When the Kid was sufficiently recovered John lent him a horse, and he was again on his way, headed toward John Chisum’s South Spring River Ranch in Lincoln County, New Mexico, where he’d been told he might hire on as a range cowboy. At the time no one in the Jones family could have guessed Billy Bonney would become a central figure in the Territory’s deadliest range war.
Two
Falcon MacCallister reined his horse Diablo to a halt a few hundred yards from the Chisum South Spring River Ranch house. It was an impressive edifice, the size of a small fort and made of native stone from the area, with
very little wood showing.
Probably necessary, Falcon thought, considering Chisum pried this land right from the hands of the Mescalero Apaches. He pulled a cheroot from his coat pocket, struck a lucifer on his pant leg, and lighted it. Crossing his leg over his saddle horn, he mentally reviewed what his father had told him about Chisum. . . .
* * *
In 1868, John S. Chisum established himself at Bosque Grande, in the eastern portion of Lincoln County, New Mexico. As many Texans did at the time, he brought a herd of cattle with him from Texas. Never one short on courage, Chisum claimed two hundred miles up and down the Pecos Valley, calling it his “by right of discovery.” The land had not yet been opened to settlers, and so Chisum “squatted” on it and made good his claim by his own means—usually by hiring men expert in the use of Colonel Colt’s weapons.

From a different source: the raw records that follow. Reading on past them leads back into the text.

PR #291, opened 2025-03-28
Added function get_enabled to export vring enable status.

WeiChungHsu:
### Summary of the PR

The vring is disabled and RX/TX queue is set to
not-ready during snapshot. But vhost-device process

La Placita del Rio Bonito was soon Americanized, called Lincoln, and was designated the county seat. Chisum himself—however many armed men might ride for him—never carried a gun, often remarking that “a six-shooter will get you into more trouble than it will get you out of.” Before long he was considered the most powerful man in Lincoln County.
Before his death last year, Jamie Ian MacCallister had told Falcon if he was ever in this area to look Chisum up. They were old friends who “had rode the river together” when they were younger.
Falcon pitched his cigar in the dirt and spurred Diablo toward the ranch house. As he rode he kept his hands out in plain sight, for he knew he made a dangerous first impression on strangers and didn’t want Chisum’s men to take alarm. He stood well over six feet in height, had wheat-colored blond hair and cold, pale-blue eyes. His shoulders were so wide and his muscles so developed that his typical attire—black suits with crisp, ironed, white shirts and black silk kerchiefs around his neck—all had to be specially tailored to fit his massive frame. On his hips, tied down low, were a matched pair of Colt Peacemaker .45s, and behind his belt buckle was a two-shot derringer. A .44-40 caliber Winchester rifle was slung in a saddle boot within easy reach.